Personal information
- Born: 1989 or 1990 (age 35–36)

Sport
- Country: United States
- Sport: Hyrox

= Lauren Weeks =

American athlete

Lauren Weeks is an American Hyrox athlete. She is a three-time world champion in Hyrox.

== Career ==

Prior to competing in Hyrox, Weeks competed in CrossFit. Her best result was at the 2017 Regionals, where she placed 14th. She was introduced to Hyrox in 2019 while still a trainee nurse.

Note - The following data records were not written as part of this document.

PR #468, opened 2025-09-23
Update and move hasher chiplet constraints

### LINKED ISSUE #467: Update Hasher chiplet constraints

Al-Kindi-0:
## Describe your changes
Closes #467
Also includes #257

- Updated `CHANGELOG.md`


constraints/hasher.air
```diff
@@ -10,49 +10,214 @@
...
+
+# Enforce node index constraints
+ev node_index([s[3], i]) {
+    let f_out = get_f_out(s);
+    let f_mp = get_f_mp(s);
+    let f_mv = get_f_mv(s);
+    let f_mu = get_f_mu(s);
+    let f_mpa = get_f_mpa(s);
+    let f_mva = get_f_mva(s);
+    let f_mua = get_f_mua(s);
```
adr1anh: Could we explain what the subscripts refer to?

Al-Kindi-0: Good idea, added a section towards the end to explain each op flag, this way it will be easier to understand the logic of the op flags and avoid having to explain them at every occurrence.

constraints/hasher.air
```diff
@@ -10,49 +10,242 @@
...
+
+    # Flag that is true when the performed operation is one of the operations represented by flags
+    # f_abp, f_mpa, f_mva or f_mua
+    let f_comp = f_abp + f_mpa + f_mva + f_mua;
+
+    # Enforce that selector columns are binary.
+    enf is_binary([selector]) for selector in s;
```
adr1anh: Small nit: I'd put this before the flag computation

constraints/hasher.air
```diff
@@ -10,49 +10,242 @@
...
+
+    # Enforce that unless f_out = 1 or f_out' = 1, the values in columns s[1] and s[2] are copied 
+    # over to the next row.
+    enf is_unchanged([s[1]]) when !f_out & !f_out_next;
+    enf is_unchanged([s[2]]) when !f_out & !f_out_next;
```
adr1anh, line 62: From the docs, I don't fully understand why we avoid copying when `!f_out_next`

adr1anh: Ah, because if we did this in row 6, then we can't set the selectors for `h_out` or `s_out`

constraints/hasher.air
```diff
@@ -10,49 +10,242 @@
 # 4. Merkle path verification.
 # 5. Merkle root update.
 #
-# STATUS: Not implemented
+# STATUS: Partially implemented (missing bus interactions)
```
adr1anh, line 13: I think we're missing the constraint for `addr`, unless it uses the system clock column?

constraints/hasher.air
```diff
@@ -10,49 +10,242 @@
...
+
+    # Flag indicating to enforce the constraint that b is binary only when a new node is absorbed into
+    # the hasher state (when the hash operation is either one of Merkle path verification or 
+    # Merkle root update)
+    let f_an = f_mp + f_mv + f_mu + f_mpa + f_mva + f_mua;
+
+    # b is the value of the bit which is discarded during shift by one bit to the right.
+    let b = i - 2 * i';
+
+    # Enforce that b is binary only when a new node is absorbed into the hasher state.
```
adr1anh, line 99: The remaining rows contain the next index.

constraints/hasher.air
```diff
@@ -10,49 +10,242 @@
...
+    enf is_binary([selector]) for selector in s;
+
+    # Enforce that unless f_out = 1 or f_out' = 1, the values in columns s[1] and s[2] are copied 
+    # over to the next row.
+    enf is_unchanged([s[1]]) when !f_out & !f_out_next;
+    enf is_unchanged([s[2]]) when !f_out & !f_out_next;
+
+    # Enforce that if any of f_abp, f_mpa, f_mva, f_mua flags is set to 1, the next value of s[0] 
+    # is 0.
+    enf s[0]' * f_comp = 0;
```
adr1anh: If I understand correctly, if we're in the last row of an operation which carries over to the next block, then the next row (which is the first of the next block), we must perform an output?

I think I see now though. We're indicating with `s[0]` that this is a block in which we will output the value when we reach the end?

adr1anh (commented):
I gave it another pass focusing on the actual constraints. I'm still confused about the overall constraints, even with the docs. 

While I haven't fully thought things through, I think it would help if we state the constraints we apply at 
- first row
- transition rows
- penultimate row
- last row

constraints/hasher.air
Al-Kindi-0: done

constraints/hasher.air
Al-Kindi-0: yes, the selectors can change their values within a cycle only at the end

constraints/hasher.air
Al-Kindi-0: I think we use the `clk` column from the system columns and this is used AFAIK only in the bus constraints which are still to be implemented

constraints/hasher.air
Al-Kindi-0: not sure I follow the comment

constraints/hasher.air
Al-Kindi-0: Basically, if we are outputting a result in the current row then the next row should be the start of a new operation, which implies that `s[0]` must be `1` (note that `s[0]` partitions the hasher ops into two groups with the `1` group consisting of output ops).
If, on the other hand, the op of the next cycle is one of the absorption ops (which happen on rows 1 less than multiples of 8) then the `s[0]` in the next row (which is a multiple of 8 row) is set to `0` so that we prohibit any op which starts a (new) computation.

constraints/hasher.air
adr1anh: Sorry it was a note for me. All good

adr1anh (approved):
Looks good. We'll definitely need another more thorough audit of the actual contraints but for now it seems like they match the docs.

PR #471, opened 2025-09-24
fix: avoid state mutation on insert conflicts; use Entry API in Graph

MozirDmitriy:
Previously, mir/src/ir/graph.rs used BTreeMap::insert in insert_function, insert_evaluator, and insert_bus. On key conflicts, insert replaces the existing value before returning the old one. As a result, these methods could return Err(CompileError::Failed) while the map had already been mutated, leaving the graph in an inconsistent state.
This change switches to BTreeMap::entry:
functions/evaluators: 
- insert on Vacant; on Occupied, replace only if the existing value is a Root::None placeholder, otherwise return Err without changing the map.

buses: 
- insert on Vacant; on Occupied, return Err without changing the map.

### DIFF
--- a/mir/src/ir/graph.rs
+++ b/mir/src/ir/graph.rs
@@ -34,10 +34,14 @@ impl Graph {
         if node.as_function().is_none() {
             return Err(CompileError::Failed);
         }
-        match self.functions.insert(ident, node) {
-            None => Ok(()),
-            Some(link) => {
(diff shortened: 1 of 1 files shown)


Leo-Besancon:
This PR currently does not build (double borrow issues), and the underlying code seems to work fine (although it could be a bit cleaner). Closing to focus on higher-priority PRs.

Weeks won the 2020 and 2021 Hyrox World Championships. She competed in the first season of the reality competition show Spartan Games in 2021. After placing in the top three in the first season, Weeks returned to compete in the second season in 2022. She competed in the 2022 HYROX World Championships while eight months pregnant and finished ninth. Less than a year after her pregnancy, she won the 2023 HYROX World Championships.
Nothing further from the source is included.